[Stored data entries]
○ ○ ○ ○
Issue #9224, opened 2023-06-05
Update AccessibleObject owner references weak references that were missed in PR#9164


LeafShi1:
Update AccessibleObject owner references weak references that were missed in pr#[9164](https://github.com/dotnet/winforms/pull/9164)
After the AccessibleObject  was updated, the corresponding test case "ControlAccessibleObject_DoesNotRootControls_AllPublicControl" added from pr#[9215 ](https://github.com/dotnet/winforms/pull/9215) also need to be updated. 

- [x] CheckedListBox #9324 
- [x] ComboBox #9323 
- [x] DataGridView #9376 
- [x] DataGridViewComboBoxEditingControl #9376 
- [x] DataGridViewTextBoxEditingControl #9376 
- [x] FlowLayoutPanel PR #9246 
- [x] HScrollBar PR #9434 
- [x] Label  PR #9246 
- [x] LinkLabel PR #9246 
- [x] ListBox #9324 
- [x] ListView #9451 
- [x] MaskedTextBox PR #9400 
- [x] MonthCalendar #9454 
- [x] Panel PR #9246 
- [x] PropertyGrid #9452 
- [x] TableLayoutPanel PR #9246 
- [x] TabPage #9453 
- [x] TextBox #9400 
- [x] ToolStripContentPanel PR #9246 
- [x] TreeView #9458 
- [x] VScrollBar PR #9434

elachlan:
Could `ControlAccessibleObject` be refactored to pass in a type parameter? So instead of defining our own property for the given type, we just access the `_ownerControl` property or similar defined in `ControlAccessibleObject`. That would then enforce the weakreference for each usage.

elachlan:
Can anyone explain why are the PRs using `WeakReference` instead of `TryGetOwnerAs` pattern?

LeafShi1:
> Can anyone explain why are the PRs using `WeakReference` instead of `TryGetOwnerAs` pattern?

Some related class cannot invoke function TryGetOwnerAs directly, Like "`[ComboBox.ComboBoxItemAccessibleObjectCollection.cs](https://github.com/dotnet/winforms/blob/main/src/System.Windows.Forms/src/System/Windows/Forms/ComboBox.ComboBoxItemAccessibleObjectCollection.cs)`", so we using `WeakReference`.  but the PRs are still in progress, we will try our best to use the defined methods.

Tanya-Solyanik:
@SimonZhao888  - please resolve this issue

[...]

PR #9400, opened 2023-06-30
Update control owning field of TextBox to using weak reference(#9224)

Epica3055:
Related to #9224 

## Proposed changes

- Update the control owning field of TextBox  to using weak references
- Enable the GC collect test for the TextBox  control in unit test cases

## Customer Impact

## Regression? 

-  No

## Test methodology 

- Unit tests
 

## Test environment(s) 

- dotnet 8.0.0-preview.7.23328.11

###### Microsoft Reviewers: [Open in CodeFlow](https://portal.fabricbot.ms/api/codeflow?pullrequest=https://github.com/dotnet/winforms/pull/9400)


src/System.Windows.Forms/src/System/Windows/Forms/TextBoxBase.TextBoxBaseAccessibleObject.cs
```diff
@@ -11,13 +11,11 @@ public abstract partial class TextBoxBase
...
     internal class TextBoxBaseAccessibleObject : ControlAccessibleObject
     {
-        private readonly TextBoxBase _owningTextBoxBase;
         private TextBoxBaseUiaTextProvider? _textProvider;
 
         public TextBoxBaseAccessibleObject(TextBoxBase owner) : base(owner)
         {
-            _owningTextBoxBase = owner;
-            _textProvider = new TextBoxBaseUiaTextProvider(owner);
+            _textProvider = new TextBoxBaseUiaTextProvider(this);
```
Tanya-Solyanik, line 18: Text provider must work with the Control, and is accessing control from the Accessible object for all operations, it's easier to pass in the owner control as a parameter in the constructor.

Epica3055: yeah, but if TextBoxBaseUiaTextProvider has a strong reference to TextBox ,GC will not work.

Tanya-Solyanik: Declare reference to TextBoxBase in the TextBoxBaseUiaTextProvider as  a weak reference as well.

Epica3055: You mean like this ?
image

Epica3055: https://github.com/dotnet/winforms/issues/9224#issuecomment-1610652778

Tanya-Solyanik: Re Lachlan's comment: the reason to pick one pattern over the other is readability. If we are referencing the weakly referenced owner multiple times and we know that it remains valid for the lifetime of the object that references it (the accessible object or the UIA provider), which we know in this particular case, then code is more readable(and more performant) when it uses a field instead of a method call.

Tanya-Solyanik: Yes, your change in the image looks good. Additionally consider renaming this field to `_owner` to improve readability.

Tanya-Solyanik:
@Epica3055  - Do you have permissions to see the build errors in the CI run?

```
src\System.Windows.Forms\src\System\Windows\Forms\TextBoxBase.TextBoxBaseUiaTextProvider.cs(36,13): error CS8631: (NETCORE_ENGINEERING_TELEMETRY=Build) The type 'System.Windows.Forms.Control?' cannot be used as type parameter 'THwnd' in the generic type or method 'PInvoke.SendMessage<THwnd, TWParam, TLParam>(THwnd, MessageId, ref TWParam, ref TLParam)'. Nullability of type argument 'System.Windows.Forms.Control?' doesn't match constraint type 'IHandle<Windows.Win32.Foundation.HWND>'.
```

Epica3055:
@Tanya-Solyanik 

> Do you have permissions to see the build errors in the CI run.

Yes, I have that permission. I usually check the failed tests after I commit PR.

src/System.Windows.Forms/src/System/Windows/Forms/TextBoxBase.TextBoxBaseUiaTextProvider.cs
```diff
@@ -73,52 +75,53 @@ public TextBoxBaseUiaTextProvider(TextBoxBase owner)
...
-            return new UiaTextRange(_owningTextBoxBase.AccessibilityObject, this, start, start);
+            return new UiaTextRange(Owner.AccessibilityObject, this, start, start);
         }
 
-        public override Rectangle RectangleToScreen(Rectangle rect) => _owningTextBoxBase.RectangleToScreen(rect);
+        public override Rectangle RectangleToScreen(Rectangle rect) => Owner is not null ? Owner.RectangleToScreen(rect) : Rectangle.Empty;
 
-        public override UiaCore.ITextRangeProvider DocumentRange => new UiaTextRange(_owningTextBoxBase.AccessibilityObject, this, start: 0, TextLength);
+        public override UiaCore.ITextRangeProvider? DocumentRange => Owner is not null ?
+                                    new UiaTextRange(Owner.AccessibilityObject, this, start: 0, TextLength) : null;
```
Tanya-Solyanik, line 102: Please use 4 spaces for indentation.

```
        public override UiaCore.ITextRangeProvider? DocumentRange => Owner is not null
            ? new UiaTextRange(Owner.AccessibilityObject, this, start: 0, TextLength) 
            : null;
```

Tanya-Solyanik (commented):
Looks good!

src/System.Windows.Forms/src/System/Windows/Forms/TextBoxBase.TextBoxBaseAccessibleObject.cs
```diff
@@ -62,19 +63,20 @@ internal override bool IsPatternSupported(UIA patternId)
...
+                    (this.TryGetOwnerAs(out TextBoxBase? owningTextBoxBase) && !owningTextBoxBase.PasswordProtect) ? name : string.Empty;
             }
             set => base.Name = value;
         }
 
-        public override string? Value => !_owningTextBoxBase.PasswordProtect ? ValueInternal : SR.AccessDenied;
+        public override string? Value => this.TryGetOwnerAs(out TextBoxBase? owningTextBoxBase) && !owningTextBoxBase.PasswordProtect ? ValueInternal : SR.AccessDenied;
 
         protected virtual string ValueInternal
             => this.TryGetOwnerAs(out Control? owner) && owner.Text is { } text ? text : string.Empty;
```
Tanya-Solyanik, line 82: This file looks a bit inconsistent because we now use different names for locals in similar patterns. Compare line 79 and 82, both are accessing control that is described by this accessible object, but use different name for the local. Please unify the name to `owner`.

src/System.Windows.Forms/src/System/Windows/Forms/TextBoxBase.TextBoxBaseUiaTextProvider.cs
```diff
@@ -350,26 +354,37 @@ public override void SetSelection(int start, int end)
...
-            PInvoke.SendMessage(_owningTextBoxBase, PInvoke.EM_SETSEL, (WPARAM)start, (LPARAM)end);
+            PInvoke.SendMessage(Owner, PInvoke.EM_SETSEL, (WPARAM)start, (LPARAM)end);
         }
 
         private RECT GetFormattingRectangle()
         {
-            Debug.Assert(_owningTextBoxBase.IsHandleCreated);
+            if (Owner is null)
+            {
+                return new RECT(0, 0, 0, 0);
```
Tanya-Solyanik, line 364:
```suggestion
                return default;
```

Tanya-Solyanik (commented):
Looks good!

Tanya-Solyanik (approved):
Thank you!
○ ○ ○ ○
* [What the exercise asks]
In the lines above, spot each one that contains the word "DocumentRange" and copy it.

* [Your response]
-        public override UiaCore.ITextRangeProvider DocumentRange => new UiaTextRange(_owningTextBoxBase.AccessibilityObject, this, start: 0, TextLength);
+        public override UiaCore.ITextRangeProvider? DocumentRange => Owner is not null ?
        public override UiaCore.ITextRangeProvider? DocumentRange => Owner is not null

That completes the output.